Available at: https://digitalcommons.calpoly.edu/theses/3291
Date of Award
6-2026
Degree Name
MS in Computer Science
Department/Program
Computer Science
College
College of Engineering
Advisor
Maria Pantoja
Advisor Department
Computer Science
Advisor College
College of Engineering
Abstract
Since the seminal assertion by Vaswani et al. in 2017 that “Attention Is All You Need,” transformer models have risen to ubiquity due to their ability to learn extremely complex patterns from sequence data, culminating in the unprecedented generative capabilities of large language models. These models’ strength lies in their scale: hundreds of millions (e.g., BERT-LARGE) to billions or trillions of learned parameters. Running inference with these models, let alone training them, would be intractable without significant innovations in the hardware and software that support them. This need has driven an enormous demand for GPU compute and associated software ecosystems, like that of NVIDIA. With many different accelerator architectures, attention variants, and application constraints, obtaining a holistic view of what goes on behind the scenes of state-of-the-art AI systems can be elusive, even to the well-initiated.
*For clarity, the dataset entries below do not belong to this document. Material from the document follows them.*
PR #19653, opened 2017-10-30
cherrypick-1.1: sqlccl: cleanup failed or canceled RESTORE data

### LINKED ISSUE #17123: sqlccl: tests for BACKUP/RESTORE cancellations

### LINKED ISSUE #19398: sqlccl: restore failed, can't delete leftover data

madelynnblue:
Previously, if a RESTORE failed or was manually canceled, any data
it had committed would have been orphaned, and forever taken up
space. Since there was no table descriptor, nothing would have been
able to see or delete it.

Add optional callbacks in jobs code to allow for specific jobs
to implement an onFail method. Add the job's client.Txn to the
update method and this onFail callback to allow for a job to be
transactionally failed and cleaned up.

Release note: Cleanup partially restored data when a RESTORE fails
or is canceled.

This PR is from #19578 but with all of the settings passing removed,
since 1.1 doesn't have any cluster settings for backup/restore.

Fixes #19398
Fixes #17123

### DIFF
--- a/pkg/ccl/sqlccl/backup_test.go
+++ b/pkg/ccl/sqlccl/backup_test.go
@@ -812,6 +812,16 @@ func TestBackupRestoreControlJob(t *testing.T) {
 	}(jobs.DefaultAdoptInterval)
 	jobs.DefaultAdoptInterval = 100 * time.Millisecond
 
+	serverArgs := base.TestServerArgs{}
+	// Disable external processing of mutations so that the final check of
+	// crdb_internal.tables is guaranteed to not be cleaned up. Although this
+	// was never observed by a stress test, it is here for safety.
+	serverArgs.Knobs.SQLSchemaChanger = &sql.SchemaChangerTestingKnobs{
+		AsyncExecNotification: func() error {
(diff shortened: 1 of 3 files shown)


bdarnell:
:lgtm:

---

---



*Comments from [Reviewable](https://reviewable.io:443/reviews/cockroachdb/cockroach/19653#-:-Kxj3VEQ1dA2ClBblHMv:bnfp4nl)*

In this work, we seek to provide exactly that: a unified perspective on what makes modern attention implementations fast, efficient, and flexible enough to handle the tremendous computational demands of transformer applications. To this end, we discuss the machine learning operations that motivate this need, together with the algorithmic and systems-level techniques researchers have developed to satisfy it, in terms understandable to readers with a general computer science background. We present five key attributes of modern attention implementations, with detailed explanations of popular frameworks, such as the FlashAttention series, that put them into practice. We demonstrate the tangible performance improvements these yield by evaluating them against attention workloads of various sizes across four generations of NVIDIA GPUs. Our results consolidate the diverse literature surrounding this topic into an accessible, structured framework, and provide researchers a practical reference for navigating and assessing the rapidly evolving field of attention acceleration.